What the task requires — Count the lines below that include the word "installation" and write that number alone.

The records —
────────────────
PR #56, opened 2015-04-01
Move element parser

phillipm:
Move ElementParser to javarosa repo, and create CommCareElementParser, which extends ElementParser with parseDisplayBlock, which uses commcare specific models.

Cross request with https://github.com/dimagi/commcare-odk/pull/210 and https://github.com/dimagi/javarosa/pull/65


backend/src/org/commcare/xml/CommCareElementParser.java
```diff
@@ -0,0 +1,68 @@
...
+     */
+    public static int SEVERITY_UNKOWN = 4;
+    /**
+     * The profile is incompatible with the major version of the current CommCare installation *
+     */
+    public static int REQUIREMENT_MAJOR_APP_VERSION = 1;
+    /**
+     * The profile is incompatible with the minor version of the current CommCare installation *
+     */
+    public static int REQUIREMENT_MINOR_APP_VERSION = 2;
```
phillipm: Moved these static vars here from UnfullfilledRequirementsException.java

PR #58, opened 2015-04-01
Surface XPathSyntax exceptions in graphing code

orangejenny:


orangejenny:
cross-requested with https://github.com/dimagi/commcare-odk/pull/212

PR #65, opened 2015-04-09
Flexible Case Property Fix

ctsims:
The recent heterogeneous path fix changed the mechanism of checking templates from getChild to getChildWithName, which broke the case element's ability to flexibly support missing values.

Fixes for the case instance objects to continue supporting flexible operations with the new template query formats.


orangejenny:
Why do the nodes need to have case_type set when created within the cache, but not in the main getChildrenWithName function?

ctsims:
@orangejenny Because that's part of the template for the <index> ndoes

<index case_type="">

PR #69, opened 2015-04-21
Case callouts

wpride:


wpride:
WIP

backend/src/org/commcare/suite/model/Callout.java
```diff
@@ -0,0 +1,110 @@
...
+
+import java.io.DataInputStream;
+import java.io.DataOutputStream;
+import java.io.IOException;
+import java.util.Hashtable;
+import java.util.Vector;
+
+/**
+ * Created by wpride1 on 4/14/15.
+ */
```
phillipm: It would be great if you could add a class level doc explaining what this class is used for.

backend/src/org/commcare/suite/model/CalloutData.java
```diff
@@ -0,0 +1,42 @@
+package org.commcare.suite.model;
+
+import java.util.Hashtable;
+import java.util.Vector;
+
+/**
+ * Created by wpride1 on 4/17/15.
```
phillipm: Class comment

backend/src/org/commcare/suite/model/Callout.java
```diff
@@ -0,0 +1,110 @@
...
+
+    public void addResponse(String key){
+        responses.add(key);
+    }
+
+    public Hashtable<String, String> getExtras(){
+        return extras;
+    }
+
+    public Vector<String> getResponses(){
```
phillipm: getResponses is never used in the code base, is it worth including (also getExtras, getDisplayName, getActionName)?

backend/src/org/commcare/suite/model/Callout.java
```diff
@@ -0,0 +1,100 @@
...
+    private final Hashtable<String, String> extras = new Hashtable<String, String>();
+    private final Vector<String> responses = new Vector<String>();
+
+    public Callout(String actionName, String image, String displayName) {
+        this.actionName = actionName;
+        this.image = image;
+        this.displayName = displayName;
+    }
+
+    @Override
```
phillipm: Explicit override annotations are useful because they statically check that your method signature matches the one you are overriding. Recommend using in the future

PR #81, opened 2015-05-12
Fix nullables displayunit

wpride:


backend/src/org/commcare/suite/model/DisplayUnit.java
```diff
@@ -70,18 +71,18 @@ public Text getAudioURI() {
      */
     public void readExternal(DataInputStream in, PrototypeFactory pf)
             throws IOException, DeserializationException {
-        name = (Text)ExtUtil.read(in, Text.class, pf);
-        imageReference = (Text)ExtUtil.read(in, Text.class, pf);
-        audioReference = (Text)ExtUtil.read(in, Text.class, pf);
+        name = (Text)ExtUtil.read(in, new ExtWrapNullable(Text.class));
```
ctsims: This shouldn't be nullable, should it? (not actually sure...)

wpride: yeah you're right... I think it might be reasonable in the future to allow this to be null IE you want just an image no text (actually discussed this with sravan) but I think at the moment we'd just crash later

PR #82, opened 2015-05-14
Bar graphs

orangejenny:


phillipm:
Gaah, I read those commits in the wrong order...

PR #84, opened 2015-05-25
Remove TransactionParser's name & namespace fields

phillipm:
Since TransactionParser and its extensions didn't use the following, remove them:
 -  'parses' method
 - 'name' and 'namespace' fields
────────────────
Result — 2